**Assignment**
Where in the data does the word "supported" appear? Find those lines and copy them.

(Study material)

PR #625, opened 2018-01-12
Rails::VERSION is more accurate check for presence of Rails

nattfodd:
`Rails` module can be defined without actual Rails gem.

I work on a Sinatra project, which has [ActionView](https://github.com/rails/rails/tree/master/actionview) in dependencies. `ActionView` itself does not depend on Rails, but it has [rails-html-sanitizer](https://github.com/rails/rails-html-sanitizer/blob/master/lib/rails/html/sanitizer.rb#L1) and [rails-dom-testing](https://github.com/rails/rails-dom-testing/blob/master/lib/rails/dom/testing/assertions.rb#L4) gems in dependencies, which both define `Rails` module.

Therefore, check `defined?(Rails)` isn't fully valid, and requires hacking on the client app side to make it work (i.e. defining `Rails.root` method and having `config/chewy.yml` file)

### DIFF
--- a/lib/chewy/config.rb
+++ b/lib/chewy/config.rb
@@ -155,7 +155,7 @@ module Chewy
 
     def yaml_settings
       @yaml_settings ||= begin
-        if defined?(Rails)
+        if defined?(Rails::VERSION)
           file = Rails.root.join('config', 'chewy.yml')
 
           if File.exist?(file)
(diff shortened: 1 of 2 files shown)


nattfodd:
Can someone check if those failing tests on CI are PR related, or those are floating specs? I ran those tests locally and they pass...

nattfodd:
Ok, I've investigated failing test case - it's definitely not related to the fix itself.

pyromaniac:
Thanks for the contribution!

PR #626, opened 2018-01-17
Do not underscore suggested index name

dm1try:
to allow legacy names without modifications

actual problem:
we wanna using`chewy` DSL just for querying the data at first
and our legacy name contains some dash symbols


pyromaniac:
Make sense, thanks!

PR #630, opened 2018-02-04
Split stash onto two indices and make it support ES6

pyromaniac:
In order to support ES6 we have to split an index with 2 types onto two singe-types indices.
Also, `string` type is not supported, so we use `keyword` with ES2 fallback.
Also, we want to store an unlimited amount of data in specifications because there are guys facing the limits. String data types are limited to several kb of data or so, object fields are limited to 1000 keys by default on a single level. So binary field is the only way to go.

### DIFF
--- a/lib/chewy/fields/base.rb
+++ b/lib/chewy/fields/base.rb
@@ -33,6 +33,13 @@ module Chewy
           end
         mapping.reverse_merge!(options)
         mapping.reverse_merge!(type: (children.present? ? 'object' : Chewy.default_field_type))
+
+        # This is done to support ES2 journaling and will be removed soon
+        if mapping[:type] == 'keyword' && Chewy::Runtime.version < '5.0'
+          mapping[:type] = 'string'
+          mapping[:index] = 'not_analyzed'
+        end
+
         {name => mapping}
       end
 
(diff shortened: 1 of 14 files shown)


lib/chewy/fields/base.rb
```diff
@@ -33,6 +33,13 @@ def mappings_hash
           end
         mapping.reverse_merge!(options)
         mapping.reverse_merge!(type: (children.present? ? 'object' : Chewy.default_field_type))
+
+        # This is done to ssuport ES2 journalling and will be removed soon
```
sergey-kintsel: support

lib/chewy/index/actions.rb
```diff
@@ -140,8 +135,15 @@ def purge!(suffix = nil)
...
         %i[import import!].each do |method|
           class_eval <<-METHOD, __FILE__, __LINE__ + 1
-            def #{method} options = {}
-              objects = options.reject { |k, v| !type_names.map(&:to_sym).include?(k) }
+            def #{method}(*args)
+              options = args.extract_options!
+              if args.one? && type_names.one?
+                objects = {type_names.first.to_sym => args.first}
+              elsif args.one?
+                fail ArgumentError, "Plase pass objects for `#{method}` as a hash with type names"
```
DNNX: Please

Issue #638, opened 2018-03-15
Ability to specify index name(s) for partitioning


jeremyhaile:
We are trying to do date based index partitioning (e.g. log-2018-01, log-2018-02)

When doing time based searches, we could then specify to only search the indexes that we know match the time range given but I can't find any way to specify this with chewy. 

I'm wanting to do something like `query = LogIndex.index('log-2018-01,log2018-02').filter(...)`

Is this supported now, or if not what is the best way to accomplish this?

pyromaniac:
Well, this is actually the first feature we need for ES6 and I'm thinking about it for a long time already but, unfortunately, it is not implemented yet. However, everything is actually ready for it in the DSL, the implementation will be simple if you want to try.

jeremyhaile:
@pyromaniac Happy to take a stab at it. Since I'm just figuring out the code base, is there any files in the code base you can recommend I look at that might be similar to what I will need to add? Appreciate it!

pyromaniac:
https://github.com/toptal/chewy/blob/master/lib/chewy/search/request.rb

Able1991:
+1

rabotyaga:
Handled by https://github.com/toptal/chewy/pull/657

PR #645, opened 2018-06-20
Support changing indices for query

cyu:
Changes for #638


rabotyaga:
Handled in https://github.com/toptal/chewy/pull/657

(End Study material)

**Answer box**
Also, `string` type is not supported, so we use `keyword` with ES2 fallback.
Is this supported now, or if not what is the best way to accomplish this?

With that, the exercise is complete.